■ Listed entries ■
PR #496, opened 2026-09-07
driver: skip KubeVirt check for storage-only RWX

WanzenBug:
The KubeVirt VM ownership validation guards DRBD's allow-two-primaries. RWX block volumes without a DRBD layer only pass CreateVolume when all storage pools are shared, so there is nothing to guard: concurrent access happens on the shared LV and is coordinated by the users.

Expose this as volume.Info.IsStorageOnly, derived from the resource definition's layer stack, and skip the validator for such volumes in ControllerPublishVolume.

### DIFF
--- a/pkg/client/linstor.go
+++ b/pkg/client/linstor.go
@@ -41,6 +41,7 @@ import (
 	lapiconsts "github.com/LINBIT/golinstor"
 	lapi "github.com/LINBIT/golinstor/client"
 	"github.com/LINBIT/golinstor/clonestatus"
+	"github.com/LINBIT/golinstor/devicelayerkind"
 	"github.com/container-storage-interface/spec/lib/go/csi"
 	"github.com/pborman/uuid"
 	"github.com/sirupsen/logrus"
@@ -310,6 +311,8 @@ func (s *Linstor) volumeInfoFromResourceDefinition(id volume.ID, resDef lapi.Res
 		return nil
 	}
 
+	isStorageOnly := len(resDef.LayerData) == 1 && resDef.LayerData[0].Type == devicelayerkind.Storage
+
 	return &volume.Info{
 		ID:            id,
 		DeviceBytes:   deviceBytes,
@@ -317,6 +320,7 @@ func (s *Linstor) volumeInfoFromResourceDefinition(id volume.ID, resDef lapi.Res
 		FsType:        fsType,
 		Properties:    props,
 		UseQuorum:     resDef.Props["DrbdOptions/Resource/quorum"] != "off",
+		IsStorageOnly: isStorageOnly,
 	}
 }
 
--- a/pkg/driver/driver.go
+++ b/pkg/driver/driver.go
@@ -197,7 +197,8 @@ func ConfigureRWX(cl kubernetes.Interface, namespace, reactorConfigMap string) f
 
 // EnableRWXBlockValidation enables the KubeVirt VM ownership validation for RWX block volumes.
 // When enabled, the driver checks that multiple pods using the same RWX block volume belong to
-// the same VM, guarding against misuse of allow-two-primaries.
+// the same VM, guarding against misuse of allow-two-primaries. Storage-only volumes (shared storage
+// without DRBD) are exempt.
 func EnableRWXBlockValidation(validator *utils.RWXBlockValidator) func(*Driver) error {
 	return func(d *Driver) error {
 		d.rwxBlockValidator = validator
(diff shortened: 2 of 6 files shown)


pkg/client/linstor.go
```diff
@@ -310,13 +311,19 @@ func (s *Linstor) volumeInfoFromResourceDefinition(id volume.ID, resDef lapi.Res
 		return nil
 	}
 
+	// An empty layer stack is unknown rather than storage-only.
+	isStorageOnly := len(resDef.LayerData) > 0 && !slices.ContainsFunc(resDef.LayerData, func(l lapi.ResourceDefinitionLayer) bool {
+		return l.Type != devicelayerkind.Storage
+	})
```
rck: This predicate is stricter than the gate it mirrors on the create side. `CreateVolume`'s shared-storage escape hatch fires whenever the *top* layer isn't DRBD (`driver.go` `params.LayerList[0] != devicelayerkind.Drbd`), so e.g. `luks,storage` or `cache,storage` on shared pools provisions fine — but here such a stack is not "storage-only", so the volume still hits the KubeVirt validator on attach and gets rejected for any non-VM consumer. Fail-closed, so not dangerous, but it contradicts the PR description's rationale ("RWX block volumes without a DRBD layer …").

Suggest deriving the exemption as "no DRBD layer in the stack", which matches the create-side gate exactly and also gets rid of the double negative ("no layer that isn't storage"):

```go
hasDrbd := slices.ContainsFunc(resDef.LayerData, func(l lapi.ResourceDefinitionLayer) bool {
	return l.Type == devicelayerkind.Drbd
})
isStorageOnly := len(resDef.LayerData) > 0 && !hasDrbd
```

(plus a rename, since it's no longer strictly "storage only"). If the stricter predicate is intentional, a comment explaining why LUKS/cache-over-shared stays validated would help the next reader.

Also: this derivation is cheap to pin with a table test on `volumeInfoFromResourceDefinition` — `[STORAGE]`, `[DRBD, STORAGE]`, and empty `LayerData` (the fail-closed case the comment above encodes).

pkg/driver/driver.go
```diff
@@ -849,8 +850,9 @@ func (d *Driver) ControllerPublishVolume(ctx context.Context, req *csi.Controlle
 	// ReadWriteMany block volume
 	rwxBlock := req.VolumeCapability.AccessMode.GetMode() == csi.VolumeCapability_AccessMode_MULTI_NODE_MULTI_WRITER && req.VolumeCapability.GetBlock() != nil
 
-	// Validate RWX block attachment to prevent misuse of allow-two-primaries
-	if rwxBlock && d.rwxBlockValidator != nil {
+	// The validator guards DRBD's allow-two-primaries. A storage-only RWX block volume passed CreateVolume's
+	// shared-storage check, so concurrent access happens on the shared LV and is coordinated by the users.
+	if rwxBlock && !existingVolume.IsStorageOnly && d.rwxBlockValidator != nil {
```
rck: Worth an explicit ack that this is a behavior change beyond the two-primaries concern: the validator also (incidentally) prevented *any* two pods from concurrently attaching a shared-storage RWX block volume from different nodes. After this change, storage-only volumes have no such guard at all — "coordinated by the users" becomes the contract. That's defensible (it matches what other shared-storage CSI drivers do, and RWX block is opt-in), but operators running with validation enabled today may expect it to cover all RWX block volumes.

Related nit: the `-disable-rwx-block-validation` flag help in `cmd/linstor-csi/linstor-csi.go` still reads as if validation covers all RWX block volumes — the `EnableRWXBlockValidation` doc comment got the "storage-only volumes are exempt" clarification, but the user-facing flag text didn't.

rck (commented):
Mechanics check out: `FindByID` embeds the full RD from `ResourceDefinitions.Get`, so `LayerData` is populated on the exact path `ControllerPublishVolume` uses; the derivation is fail-closed for empty/unknown layer stacks; deriving from live LINSTOR state (rather than a stored property) classifies pre-existing volumes correctly; and no new API calls are added.

Two points inline:

1. The publish-time exemption (`stack == [STORAGE]`) is stricter than the create-time gate (`LayerList[0] != drbd` + shared pools), so non-DRBD stacks like `luks,storage` provision but still get validated/rejected on attach — suggest aligning on "no DRBD layer" or documenting the difference.
2. This deliberately drops the concurrent-attach guard for shared-storage volumes entirely; fine, but the CLI flag help text should say so too.

Plus a nit: a small table test on `volumeInfoFromResourceDefinition` would pin the derivation, including the fail-closed empty-`LayerData` case.

pkg/client/linstor.go
WanzenBug: Done: check is now explicitly storage only, as other layers might still be unsafe in this context,i.e. cache on top of shared storage without further coordination is not something we can support.

pkg/driver/driver.go
WanzenBug: RWX was always just for kubevirt workloads. This is an explicit widening because bare LVs in shared storage behave just like any other shared disk.

rck (approved):
LGTM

■ Your goal ■
Where the word "context" shows up in a line of the entries above, copy that line.

■ Problem solution ■
@@ -849,8 +850,9 @@ func (d *Driver) ControllerPublishVolume(ctx context.Context, req *csi.Controlle
WanzenBug: Done: check is now explicitly storage only, as other layers might still be unsafe in this context,i.e. cache on top of shared storage without further coordination is not something we can support.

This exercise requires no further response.